India ready to take its place at the global top table: UNSC President Amb Kamboj
United Nations: India is ready to take its place at the global top table as a country that is willing to bring solutions and contribute positively to the global agenda, India’s Permanent Representative to the UN Ruchira Kamboj has said.
India on Thursday assumed the monthly rotating Presidency of the Security Council, the second time after August 2021 that India is presiding over the 15-member Council during its two-year tenure as an elected UNSC member.
The country’s 2021-2022 term on the Council ends December 31, with Kamboj, India’s first woman Permanent Representative to the United Nations in New York sitting in the President’s seat at the powerful horseshoe table for the month.
“I’ll draw your attention to the last two years in particular because human memory is always short. So let’s begin with the immediate past,” Kamboj said in response to a question on support for India as it assumes the Presidency of both the UNSC and G20 on Thursday.
Kamboj said that in the last two years, as the world went through various crises, “India has always been there as a solution provider.
Referring to the COVID-19 pandemic, Kamboj said India supplied medicines, medical equipment, as well as sent medical teams to countries in need and supplied 240 million doses of vaccines to over 100 countries.
“We were there in response to humanitarian crises. So all of this and more points to the fact that India is ready to take its place at the global top table as a country that is willing to bring solutions to the table and to contribute positively to the global agenda,” she said.
In the last four months alone, we have supplied 1.4 million tons of humanitarian assistance to countries in need including Afghanistan, Myanmar, Sudan, Yemen, Sri Lanka and Ukraine, she said.
“We walk the talk and we have repeatedly emphasised that one of the central tenets of our foreign policy is human centric, people-centric and that will continue to be the case,” Kamboj said.
To a question on whether the UNSC reform is moving forward, Kamboj said, “I wish I could say yes, yes and yes, but I will definitely say that this is one of the most complex processes in the UN system. But there is a ray of hope.”
She pointed out that during the high-level 77th session of the General Assembly, 76 countries favored UNSC reforms and 73 spoke for UN reforms.
She said India will work “very constructively” in the course of the current session of the General Assembly to move the process forward, working off a negotiating text and in full collaboration and cooperation with all UN member states.

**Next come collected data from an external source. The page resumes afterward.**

PR #3271, opened 2024-08-01
pkg/datasource: Use FullName to add field.

eiffel-fl:
We mark the field as being replace with its FullName, so we need to use it here too.

```bash
$ ./kubectl-gadget run trace_bind           francis/fix-missing-endpoints-kubelct % u=
K8S.NAMESPACE  K8S.PODNAME    K8S.CONTAINER… ADDR            COMM        PID     TID      UID      GID BOU… K8S.NO… ERROR TIMESTAMP      
default        test-pod       test-pod       :::4242         nc       167030  167030        0        0 0    miniku…       2024-08-01T14:…
^C%
```

### DIFF
--- a/pkg/datasource/data.go
+++ b/pkg/datasource/data.go
@@ -209,7 +209,7 @@ func NewFromAPI(in *api.DataSource) (DataSource, error) {
 	for _, f := range in.Fields {
 		ds.fields = append(ds.fields, (*field)(f))
 		if !FieldFlagUnreferenced.In(f.Flags) {
-			ds.fieldMap[f.Name] = (*field)(f)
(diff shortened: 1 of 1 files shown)


flyth:
> I am wondering if we need the same here:
> 
> https://github.com/inspektor-gadget/inspektor-gadget/blob/87381edcb4f17f6a03270e4c218f62cdf96e734d/pkg/datasource/data.go#L419
> 
> This whole thing about `FullName` vs `Name` is confusing.

Agree - I'll check this.

mauriciovasquezbernal (approved):
This fixes the linked issue, so LGTM. Thanks for the quick fix.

During a press conference at the United Nations headquarters on the first day of India’s presidency, she highlighted India’s priorities and the monthly programme of work for December.
On another question on the long-pending UNSC reform, Kamboj said the case for Security Council reform is “undeniable”, asserting that the Council as it is currently configured is an “anachronism”.
“We do know that everyone does not agree very easily on all issues. So if there is some pushback by some countries, that is normal in the United Nations system, that is normal in any negotiation process, but I’m happy to tell you that the broad majority of the membership does feel very strongly that enough is enough and reforms are needed,” she said.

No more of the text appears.